The Minor Injury Unit (MIU) at Singleton Hospital was due to re-open in the spring of this year. However, it has not re-opened, because while it was temporarily closed, a number of GPs who were involved in running the service resigned. Efforts to recruit new staff during that time were unsuccessful. Clinicians raised concerns that the MIU would now be closed as often as it would be open, closures would be ad hoc, and they felt this would not only be a very poor service for patients, but would not be safe.

However, the positive news was that over the period it has been closed, the remaining MIU resources were used instead to support wider unscheduled care, including, for example, boosting the Acute GP Unit (AGPU) at the hospital and reviewing Welsh Ambulance Service patients due to arrive by ambulance. Using resources this way has reduced unnecessary hospital admissions and also diverted ambulance patients to alternatives forms of care.
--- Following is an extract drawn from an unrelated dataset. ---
PR #100181, opened 2026-03-20
ci: run integration flaky/targeted check in module scope with --dist=each

fm4v:
Integration tests use \`module\`-scoped fixtures for cluster setup/teardown. The flaky check was using \`pytest-repeat\` with \`--count 3 --random-order\`, repeating each individual test function before moving to the next. This causes repetitions to be inconsistent with how tests run in normal CI (module scope).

Doctors involved with the MIU and unscheduled care, along with senior health board managers, have now met with the ABM Community Health Council and updated them about the situation – both the staffing issues and the positive results of utilising the MIU resources differently. The CHC has agreed to support the extension of the temporary closure of the MIU until November, with the expectation that the Health Board will carry out a public engagement over the future use of MIU resources.

An update paper on the current MIU situation is due to go to the meeting of the Swansea Bay University Health Board on 25th July to update members and seek their views.

If the Board agrees, then over the next few months the health board will gather more data and information, and speak to patients who have used both the MIU and AGPU. This work will be done with a view to formulating – with the CHC – potential options for the future use of MIU resources and undertaking public engagement/consultation during September/October 2019 with a view to the Health Board and CHC making a decision about these options in November 2019.